PR #908, opened 2025-04-11
Update to wgpu 25

waywardmonkeys:
wgpu 25 adjusted the downlevel limits so directly
setting `max_color_attachments` to 4 is no longer necessary (https://github.com/gfx-rs/wgpu/pull/6994).

wgpu 25 also now does polyfills for `unpack4x8unorm` and friends thanks to @DJMcNab in https://github.com/gfx-rs/wgpu/pull/7408.


waywardmonkeys:
This will need https://github.com/Wumpf/wgpu-profiler/pull/95

waywardmonkeys:
Also, before this lands, we'll need to do a release of Vello that uses wgpu 24 to keep `bevy_vello` happy.

sparse_strips/vello_hybrid/examples/webgl/src/lib.rs
```diff
@@ -65,21 +65,15 @@ impl RendererWrapper {
...
-                        max_color_attachments: 4,
-                        max_texture_dimension_2d: max_texture_size,
-                        ..wgpu::Limits::downlevel_webgl2_defaults()
-                    },
-                    ..Default::default()
+            .request_device(&wgpu::DeviceDescriptor {
+                label: None,
+                required_features: wgpu::Features::empty(),
+                required_limits: wgpu::Limits {
+                    max_texture_dimension_2d: max_texture_size,
```
DJMcNab, line 72: I didn't carefully review this code when it landed the first time. Should this be using the max size from the adapters [`limits`](https://docs.rs/wgpu/latest/wgpu/struct.Adapter.html#method.request_device), instead of getting it manually from the canvas? (cc @taj-p)

sparse_strips/vello_hybrid/examples/winit/src/render_context.rs
```diff
@@ -183,19 +183,17 @@ impl RenderContext {
     async fn new_device(&mut self, compatible_surface: Option<&Surface<'_>>) -> Option<usize> {
         let adapter =
             wgpu::util::initialize_adapter_from_env_or_default(&self.instance, compatible_surface)
-                .await?;
+                .await
+                .expect("No suitable GPU adapters found on the system!");
```
DJMcNab, line 187: I'd expect this to use `.ok()?` like the later one.

sparse_strips/vello_hybrid/shaders/sparse_strip_renderer.wgsl
```diff
@@ -132,16 +132,3 @@ fn unpack_alphas_from_channel(rgba: vec4<u32>, channel_index: u32) -> u32 {
...
-// Downlevel targets do not support native WGSL `unpack4x8unorm`.
-fn unpack4x8unorm(rgba_packed: u32) -> vec4<f32> {
-    // Extract each byte and convert to float in range [0,1]
-    return vec4<f32>(
-        f32((rgba_packed >> 0u) & 0xFFu) / 255.0,  // r
-        f32((rgba_packed >> 8u) & 0xFFu) / 255.0,  // g
-        f32((rgba_packed >> 16u) & 0xFFu) / 255.0, // b
-        f32((rgba_packed >> 24u) & 0xFFu) / 255.0  // a
-    );
-}
```
DJMcNab, line 147: Yay!

DJMcNab (commented):
We should also audit our uses of `BufferSlice`, to make sure they're still needed. In particular, *I think* `.slice(..)` can be removed entirely.

sparse_strips/vello_hybrid/examples/winit/src/render_context.rs
waywardmonkeys: Fixed.

sparse_strips/vello_hybrid/examples/webgl/src/lib.rs
taj-p: Yes - I was under the mistaken assumption that we could avoid all the parameter lookups required to construct `Limits`, but I see that [it's created as part of adapter construction](https://github.com/gfx-rs/wgpu/blob/303b0db00ef14431c75929814702aaef07c8cdbb/wgpu-hal/src/gles/adapter.rs#L677) so this is a needless parameter lookup.

I've created a PR for this change [here](https://github.com/linebender/vello/pull/911).

sagudev:
any progress with this?

waywardmonkeys:
> We should also audit our uses of `BufferSlice`, to make sure they're still needed. In particular, _I think_ `.slice(..)` can be removed entirely.

Sounds like a good follow up for someone that isn't me!

waywardmonkeys:
Okay. I'd like to land this. Bevy 0.17 is coming up and while it is currently on wgpu 25, they're probably going to update to the newly released wgpu 26 before releasing 0.17.

I don't see us publishing a new Vello in the next couple of weeks, so let's just roll this through.

PR #913, opened 2025-04-14
Use u8/u16 for clipping fine rasterization

LaurenzV:
Sorry, I probably should have noticed this in the original PR.  But since everything in the current version of the pipeline uses u8/u16, I think it makes sense for clipping to do that as well (especially since SIMD will also be important for clipping performance)? Maybe I'm missing the reason why it was done using f32, though.


grebmeg (approved):
> since everything in the current version of the pipeline uses u8/u16, I think it makes sense for clipping to do that as well (especially since SIMD will also be important for clipping performance)?

Yeah, I agree — it makes sense! Thanks for the correction!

***

All lines that contain the word "since" must be copied from the records above.

▶ **SOLUTION TO THE PROBLEM**:
Sorry, I probably should have noticed this in the original PR.  But since everything in the current version of the pipeline uses u8/u16, I think it makes sense for clipping to do that as well (especially since SIMD will also be important for clipping performance)? Maybe I'm missing the reason why it was done using f32, though.
> since everything in the current version of the pipeline uses u8/u16, I think it makes sense for clipping to do that as well (especially since SIMD will also be important for clipping performance)?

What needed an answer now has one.